*** Block opens ***

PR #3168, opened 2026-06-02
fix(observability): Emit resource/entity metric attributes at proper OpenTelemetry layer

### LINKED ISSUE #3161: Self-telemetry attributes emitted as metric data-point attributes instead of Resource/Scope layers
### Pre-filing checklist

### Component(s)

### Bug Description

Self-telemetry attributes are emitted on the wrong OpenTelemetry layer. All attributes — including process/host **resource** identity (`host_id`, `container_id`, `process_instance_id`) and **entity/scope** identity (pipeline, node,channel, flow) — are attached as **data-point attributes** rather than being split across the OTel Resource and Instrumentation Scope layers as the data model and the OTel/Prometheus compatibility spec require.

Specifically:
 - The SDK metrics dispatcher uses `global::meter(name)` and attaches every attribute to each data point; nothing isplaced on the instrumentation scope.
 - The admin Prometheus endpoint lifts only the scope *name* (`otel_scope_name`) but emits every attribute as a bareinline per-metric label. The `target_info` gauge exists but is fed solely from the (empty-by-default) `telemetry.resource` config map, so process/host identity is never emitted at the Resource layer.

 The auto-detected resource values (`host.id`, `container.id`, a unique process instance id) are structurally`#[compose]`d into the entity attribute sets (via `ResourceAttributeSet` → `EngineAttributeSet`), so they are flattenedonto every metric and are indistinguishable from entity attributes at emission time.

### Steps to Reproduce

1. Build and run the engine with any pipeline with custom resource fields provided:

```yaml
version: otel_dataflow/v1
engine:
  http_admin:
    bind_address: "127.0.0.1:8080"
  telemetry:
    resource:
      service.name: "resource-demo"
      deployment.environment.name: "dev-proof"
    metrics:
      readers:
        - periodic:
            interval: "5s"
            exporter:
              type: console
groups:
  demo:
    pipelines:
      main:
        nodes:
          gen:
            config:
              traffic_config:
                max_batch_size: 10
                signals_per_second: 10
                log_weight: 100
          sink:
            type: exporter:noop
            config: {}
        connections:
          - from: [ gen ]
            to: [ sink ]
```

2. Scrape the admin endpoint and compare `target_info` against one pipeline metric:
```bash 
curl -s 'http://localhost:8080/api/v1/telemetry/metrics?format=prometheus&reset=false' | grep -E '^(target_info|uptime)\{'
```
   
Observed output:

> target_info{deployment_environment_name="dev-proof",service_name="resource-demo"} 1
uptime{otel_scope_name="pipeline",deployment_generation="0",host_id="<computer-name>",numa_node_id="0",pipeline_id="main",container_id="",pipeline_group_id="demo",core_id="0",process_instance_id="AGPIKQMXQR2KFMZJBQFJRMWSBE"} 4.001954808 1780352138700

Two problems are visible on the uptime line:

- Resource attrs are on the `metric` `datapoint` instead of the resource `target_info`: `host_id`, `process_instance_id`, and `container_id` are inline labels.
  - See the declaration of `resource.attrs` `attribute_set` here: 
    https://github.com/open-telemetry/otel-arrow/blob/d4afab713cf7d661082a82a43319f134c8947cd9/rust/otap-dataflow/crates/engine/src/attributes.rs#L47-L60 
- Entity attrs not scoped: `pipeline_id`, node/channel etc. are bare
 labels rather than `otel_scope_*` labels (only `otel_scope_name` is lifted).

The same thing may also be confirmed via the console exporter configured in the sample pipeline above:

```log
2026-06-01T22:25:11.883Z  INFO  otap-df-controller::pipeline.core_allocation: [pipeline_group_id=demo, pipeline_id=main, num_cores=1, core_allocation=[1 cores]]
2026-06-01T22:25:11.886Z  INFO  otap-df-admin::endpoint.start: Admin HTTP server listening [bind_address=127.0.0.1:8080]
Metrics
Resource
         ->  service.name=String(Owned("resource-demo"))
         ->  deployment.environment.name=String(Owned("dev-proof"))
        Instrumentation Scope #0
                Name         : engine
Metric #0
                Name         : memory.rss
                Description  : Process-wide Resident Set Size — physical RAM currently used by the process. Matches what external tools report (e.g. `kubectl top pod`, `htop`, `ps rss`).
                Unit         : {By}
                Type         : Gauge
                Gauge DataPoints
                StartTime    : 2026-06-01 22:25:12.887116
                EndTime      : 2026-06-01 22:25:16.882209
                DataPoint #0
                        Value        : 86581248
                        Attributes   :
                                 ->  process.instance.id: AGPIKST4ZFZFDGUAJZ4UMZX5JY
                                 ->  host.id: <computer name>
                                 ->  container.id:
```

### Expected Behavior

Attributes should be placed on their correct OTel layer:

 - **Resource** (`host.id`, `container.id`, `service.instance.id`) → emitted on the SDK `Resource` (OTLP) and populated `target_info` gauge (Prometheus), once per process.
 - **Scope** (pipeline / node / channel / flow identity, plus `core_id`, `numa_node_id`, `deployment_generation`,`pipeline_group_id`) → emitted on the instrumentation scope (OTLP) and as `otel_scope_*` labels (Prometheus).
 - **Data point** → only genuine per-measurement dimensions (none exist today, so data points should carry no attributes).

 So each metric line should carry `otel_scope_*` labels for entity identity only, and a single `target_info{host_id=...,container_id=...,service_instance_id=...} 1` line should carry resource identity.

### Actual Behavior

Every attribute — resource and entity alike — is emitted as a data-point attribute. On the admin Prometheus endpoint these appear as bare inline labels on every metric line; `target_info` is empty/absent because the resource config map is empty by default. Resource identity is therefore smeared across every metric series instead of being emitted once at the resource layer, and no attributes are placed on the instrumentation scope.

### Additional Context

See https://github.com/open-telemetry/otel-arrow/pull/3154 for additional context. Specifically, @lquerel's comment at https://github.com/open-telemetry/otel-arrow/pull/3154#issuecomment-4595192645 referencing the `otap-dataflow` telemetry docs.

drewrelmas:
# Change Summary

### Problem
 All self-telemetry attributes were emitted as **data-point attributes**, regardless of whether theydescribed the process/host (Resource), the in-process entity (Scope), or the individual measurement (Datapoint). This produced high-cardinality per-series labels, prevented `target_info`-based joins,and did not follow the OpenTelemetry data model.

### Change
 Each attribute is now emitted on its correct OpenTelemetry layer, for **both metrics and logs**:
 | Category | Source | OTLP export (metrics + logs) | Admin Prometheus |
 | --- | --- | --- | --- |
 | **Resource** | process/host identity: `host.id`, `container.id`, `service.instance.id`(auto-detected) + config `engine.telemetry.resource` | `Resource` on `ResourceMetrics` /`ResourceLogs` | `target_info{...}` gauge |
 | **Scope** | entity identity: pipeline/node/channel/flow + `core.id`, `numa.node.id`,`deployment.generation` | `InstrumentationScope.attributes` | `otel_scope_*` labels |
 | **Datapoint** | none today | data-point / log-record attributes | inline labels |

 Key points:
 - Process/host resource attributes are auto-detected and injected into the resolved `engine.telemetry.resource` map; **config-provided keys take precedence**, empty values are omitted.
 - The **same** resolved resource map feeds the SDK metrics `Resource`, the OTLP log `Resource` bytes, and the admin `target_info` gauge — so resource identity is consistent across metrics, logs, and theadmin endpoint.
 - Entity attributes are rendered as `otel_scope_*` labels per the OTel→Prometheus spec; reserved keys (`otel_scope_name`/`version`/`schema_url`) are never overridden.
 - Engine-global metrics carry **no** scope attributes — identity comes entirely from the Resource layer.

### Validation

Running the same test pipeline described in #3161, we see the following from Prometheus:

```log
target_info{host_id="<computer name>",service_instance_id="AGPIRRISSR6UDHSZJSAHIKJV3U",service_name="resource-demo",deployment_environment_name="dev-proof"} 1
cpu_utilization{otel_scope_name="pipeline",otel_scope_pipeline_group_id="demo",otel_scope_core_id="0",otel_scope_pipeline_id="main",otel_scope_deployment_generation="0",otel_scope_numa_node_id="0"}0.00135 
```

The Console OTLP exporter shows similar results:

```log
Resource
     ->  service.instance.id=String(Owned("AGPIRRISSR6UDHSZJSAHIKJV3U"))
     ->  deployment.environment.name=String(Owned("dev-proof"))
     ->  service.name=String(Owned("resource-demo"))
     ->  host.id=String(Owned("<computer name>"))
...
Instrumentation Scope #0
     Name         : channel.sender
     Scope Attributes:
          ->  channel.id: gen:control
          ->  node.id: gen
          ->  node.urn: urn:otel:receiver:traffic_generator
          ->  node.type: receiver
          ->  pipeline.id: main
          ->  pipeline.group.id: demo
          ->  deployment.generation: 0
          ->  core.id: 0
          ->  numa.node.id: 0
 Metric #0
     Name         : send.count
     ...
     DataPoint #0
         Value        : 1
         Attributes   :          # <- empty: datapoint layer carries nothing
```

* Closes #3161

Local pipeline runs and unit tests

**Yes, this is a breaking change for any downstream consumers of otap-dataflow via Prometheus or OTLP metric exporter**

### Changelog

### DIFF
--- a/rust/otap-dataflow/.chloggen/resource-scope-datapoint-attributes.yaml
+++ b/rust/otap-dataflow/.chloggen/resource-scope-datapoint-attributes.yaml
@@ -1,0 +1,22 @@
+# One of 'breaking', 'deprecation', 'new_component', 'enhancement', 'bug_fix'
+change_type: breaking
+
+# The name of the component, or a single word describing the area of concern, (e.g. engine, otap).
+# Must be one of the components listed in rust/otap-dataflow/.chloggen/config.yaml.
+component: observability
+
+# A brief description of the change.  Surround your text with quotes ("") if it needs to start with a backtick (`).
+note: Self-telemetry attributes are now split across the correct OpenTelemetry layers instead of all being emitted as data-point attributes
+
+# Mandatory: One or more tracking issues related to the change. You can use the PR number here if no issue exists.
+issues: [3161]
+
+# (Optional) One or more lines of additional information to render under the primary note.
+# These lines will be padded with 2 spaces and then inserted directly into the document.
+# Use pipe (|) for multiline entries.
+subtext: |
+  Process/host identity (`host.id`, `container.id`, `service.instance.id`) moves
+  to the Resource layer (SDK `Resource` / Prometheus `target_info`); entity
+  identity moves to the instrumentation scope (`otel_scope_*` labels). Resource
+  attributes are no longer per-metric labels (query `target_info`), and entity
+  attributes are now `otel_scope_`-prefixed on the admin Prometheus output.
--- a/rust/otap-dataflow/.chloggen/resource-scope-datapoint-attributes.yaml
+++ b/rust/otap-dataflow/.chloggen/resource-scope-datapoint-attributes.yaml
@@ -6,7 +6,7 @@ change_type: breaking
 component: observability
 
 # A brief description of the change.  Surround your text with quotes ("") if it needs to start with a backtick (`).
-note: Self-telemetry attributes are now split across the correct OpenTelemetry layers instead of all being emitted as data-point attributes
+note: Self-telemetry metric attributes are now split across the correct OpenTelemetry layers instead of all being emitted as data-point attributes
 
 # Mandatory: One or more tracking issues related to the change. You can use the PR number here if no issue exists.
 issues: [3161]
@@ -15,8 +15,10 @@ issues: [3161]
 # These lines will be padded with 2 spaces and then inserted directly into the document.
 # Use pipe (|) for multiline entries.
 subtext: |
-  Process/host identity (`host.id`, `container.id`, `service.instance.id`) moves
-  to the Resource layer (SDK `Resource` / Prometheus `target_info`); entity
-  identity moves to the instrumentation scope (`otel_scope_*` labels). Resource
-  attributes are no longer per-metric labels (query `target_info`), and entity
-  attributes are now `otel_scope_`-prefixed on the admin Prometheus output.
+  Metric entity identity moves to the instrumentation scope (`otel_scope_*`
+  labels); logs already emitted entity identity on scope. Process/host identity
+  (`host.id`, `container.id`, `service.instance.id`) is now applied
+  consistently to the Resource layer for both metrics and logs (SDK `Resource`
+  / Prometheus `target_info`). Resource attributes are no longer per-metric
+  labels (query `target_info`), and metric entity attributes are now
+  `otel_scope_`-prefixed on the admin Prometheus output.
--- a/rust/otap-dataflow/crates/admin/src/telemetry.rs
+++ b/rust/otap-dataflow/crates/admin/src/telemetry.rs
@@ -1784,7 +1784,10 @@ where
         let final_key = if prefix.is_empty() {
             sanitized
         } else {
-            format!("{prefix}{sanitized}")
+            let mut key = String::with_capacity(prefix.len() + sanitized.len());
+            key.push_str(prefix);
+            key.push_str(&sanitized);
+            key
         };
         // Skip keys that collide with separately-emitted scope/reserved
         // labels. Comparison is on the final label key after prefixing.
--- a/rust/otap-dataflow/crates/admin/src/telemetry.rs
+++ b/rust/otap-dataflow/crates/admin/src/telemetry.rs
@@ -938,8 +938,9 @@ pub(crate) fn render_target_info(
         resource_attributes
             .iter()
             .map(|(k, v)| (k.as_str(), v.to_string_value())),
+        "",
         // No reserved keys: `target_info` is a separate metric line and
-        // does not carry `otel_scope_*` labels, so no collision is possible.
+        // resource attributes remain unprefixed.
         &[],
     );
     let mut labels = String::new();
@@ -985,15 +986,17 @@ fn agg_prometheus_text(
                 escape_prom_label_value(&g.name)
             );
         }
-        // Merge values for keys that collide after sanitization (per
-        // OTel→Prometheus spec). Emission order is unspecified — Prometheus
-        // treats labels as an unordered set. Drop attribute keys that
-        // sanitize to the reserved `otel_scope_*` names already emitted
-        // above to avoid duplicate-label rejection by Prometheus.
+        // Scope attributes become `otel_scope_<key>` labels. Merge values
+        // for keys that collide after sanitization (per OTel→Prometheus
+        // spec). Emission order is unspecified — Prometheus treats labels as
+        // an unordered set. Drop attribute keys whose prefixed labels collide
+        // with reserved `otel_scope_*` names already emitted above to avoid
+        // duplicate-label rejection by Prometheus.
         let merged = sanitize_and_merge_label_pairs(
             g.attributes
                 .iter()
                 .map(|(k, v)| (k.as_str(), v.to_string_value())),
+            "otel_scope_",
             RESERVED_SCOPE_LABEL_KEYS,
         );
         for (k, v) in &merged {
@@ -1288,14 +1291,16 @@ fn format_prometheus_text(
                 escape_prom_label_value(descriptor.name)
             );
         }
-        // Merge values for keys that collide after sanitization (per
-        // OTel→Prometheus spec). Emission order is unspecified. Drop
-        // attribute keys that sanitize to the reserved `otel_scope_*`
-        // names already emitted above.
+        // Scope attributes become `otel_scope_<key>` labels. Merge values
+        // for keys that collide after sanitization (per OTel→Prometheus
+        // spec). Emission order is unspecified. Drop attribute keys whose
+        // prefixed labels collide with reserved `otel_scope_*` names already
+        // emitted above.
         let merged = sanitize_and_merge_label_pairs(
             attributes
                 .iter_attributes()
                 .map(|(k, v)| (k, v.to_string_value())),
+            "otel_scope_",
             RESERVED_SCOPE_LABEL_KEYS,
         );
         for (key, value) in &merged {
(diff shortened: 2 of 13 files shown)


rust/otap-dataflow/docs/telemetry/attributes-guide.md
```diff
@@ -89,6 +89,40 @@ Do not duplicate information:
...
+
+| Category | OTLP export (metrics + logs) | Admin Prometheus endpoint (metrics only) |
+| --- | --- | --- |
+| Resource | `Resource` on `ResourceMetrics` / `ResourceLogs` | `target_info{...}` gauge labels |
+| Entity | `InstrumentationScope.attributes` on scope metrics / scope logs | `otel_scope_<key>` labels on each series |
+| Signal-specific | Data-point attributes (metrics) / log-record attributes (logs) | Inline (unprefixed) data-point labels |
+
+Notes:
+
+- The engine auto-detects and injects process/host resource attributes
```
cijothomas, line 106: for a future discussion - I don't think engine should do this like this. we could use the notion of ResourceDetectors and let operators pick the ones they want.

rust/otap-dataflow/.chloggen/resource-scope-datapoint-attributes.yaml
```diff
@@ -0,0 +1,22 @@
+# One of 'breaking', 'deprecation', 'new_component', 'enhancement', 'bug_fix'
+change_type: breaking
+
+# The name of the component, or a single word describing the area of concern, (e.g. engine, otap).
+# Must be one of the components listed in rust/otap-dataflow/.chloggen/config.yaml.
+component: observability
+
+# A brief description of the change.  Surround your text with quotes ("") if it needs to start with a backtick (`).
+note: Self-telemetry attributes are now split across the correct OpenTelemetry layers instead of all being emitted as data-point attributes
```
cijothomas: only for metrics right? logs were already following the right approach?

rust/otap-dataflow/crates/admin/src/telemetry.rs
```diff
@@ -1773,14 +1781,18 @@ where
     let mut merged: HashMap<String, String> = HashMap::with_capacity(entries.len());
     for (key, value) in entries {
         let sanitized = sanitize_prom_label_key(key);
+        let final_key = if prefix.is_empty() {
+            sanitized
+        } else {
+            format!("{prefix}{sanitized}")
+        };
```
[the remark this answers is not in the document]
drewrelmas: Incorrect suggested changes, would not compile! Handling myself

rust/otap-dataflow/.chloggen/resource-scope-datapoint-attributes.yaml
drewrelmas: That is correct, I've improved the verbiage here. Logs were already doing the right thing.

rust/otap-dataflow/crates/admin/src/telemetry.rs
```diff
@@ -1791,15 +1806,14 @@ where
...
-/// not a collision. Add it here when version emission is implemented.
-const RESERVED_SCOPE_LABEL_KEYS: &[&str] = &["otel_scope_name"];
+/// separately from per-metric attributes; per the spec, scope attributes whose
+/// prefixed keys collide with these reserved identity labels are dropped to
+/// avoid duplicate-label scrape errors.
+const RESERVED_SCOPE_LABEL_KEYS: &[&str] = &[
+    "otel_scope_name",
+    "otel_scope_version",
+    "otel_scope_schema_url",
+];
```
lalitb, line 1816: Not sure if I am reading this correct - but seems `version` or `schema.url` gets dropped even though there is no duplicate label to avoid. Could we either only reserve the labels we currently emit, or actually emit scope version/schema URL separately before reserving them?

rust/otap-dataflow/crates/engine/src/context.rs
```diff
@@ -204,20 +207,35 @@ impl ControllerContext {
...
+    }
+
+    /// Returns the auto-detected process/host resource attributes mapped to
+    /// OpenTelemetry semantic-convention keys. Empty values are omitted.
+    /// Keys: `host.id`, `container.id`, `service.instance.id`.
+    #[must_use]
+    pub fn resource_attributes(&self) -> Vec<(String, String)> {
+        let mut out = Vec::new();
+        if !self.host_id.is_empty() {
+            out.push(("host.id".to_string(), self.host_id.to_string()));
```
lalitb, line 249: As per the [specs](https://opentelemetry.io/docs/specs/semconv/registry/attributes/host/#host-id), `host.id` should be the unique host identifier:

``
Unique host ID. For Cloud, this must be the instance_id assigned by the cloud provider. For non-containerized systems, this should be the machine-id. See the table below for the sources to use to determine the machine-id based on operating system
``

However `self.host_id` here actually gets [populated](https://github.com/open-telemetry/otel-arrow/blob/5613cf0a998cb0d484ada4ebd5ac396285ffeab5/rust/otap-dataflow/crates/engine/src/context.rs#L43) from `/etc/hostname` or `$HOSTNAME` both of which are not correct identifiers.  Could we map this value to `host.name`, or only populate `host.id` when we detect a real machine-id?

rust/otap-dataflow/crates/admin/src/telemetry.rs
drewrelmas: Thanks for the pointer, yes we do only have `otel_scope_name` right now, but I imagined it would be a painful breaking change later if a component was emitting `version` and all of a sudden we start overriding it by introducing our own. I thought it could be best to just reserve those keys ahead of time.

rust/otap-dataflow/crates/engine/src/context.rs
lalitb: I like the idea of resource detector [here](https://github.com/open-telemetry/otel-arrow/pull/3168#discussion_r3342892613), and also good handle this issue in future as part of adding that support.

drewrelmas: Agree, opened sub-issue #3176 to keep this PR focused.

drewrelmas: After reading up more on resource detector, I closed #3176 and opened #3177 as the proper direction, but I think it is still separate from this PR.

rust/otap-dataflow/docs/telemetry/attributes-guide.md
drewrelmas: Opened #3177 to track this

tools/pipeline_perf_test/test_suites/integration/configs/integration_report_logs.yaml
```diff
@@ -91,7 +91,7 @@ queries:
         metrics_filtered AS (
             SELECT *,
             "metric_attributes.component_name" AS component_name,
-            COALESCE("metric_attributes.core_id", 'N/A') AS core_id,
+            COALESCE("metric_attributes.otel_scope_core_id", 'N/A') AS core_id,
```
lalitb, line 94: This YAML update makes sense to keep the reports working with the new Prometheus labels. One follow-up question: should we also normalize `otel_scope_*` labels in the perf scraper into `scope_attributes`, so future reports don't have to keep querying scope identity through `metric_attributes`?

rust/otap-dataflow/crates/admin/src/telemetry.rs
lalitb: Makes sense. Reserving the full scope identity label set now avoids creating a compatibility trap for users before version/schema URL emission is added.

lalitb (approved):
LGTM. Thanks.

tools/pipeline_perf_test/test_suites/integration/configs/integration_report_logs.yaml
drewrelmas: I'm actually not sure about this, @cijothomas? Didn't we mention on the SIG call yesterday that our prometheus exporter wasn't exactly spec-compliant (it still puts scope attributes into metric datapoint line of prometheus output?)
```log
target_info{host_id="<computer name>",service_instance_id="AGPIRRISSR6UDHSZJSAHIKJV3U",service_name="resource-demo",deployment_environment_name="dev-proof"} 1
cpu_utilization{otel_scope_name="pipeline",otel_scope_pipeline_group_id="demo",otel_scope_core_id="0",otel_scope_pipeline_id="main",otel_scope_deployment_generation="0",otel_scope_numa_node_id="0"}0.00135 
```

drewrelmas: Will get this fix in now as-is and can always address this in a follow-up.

*** Block closes ***

→ Problem statement: Identify and extract each line of the listing that contains "document".

→ Written response:
+# These lines will be padded with 2 spaces and then inserted directly into the document.
 # These lines will be padded with 2 spaces and then inserted directly into the document.
[the remark this answers is not in the document]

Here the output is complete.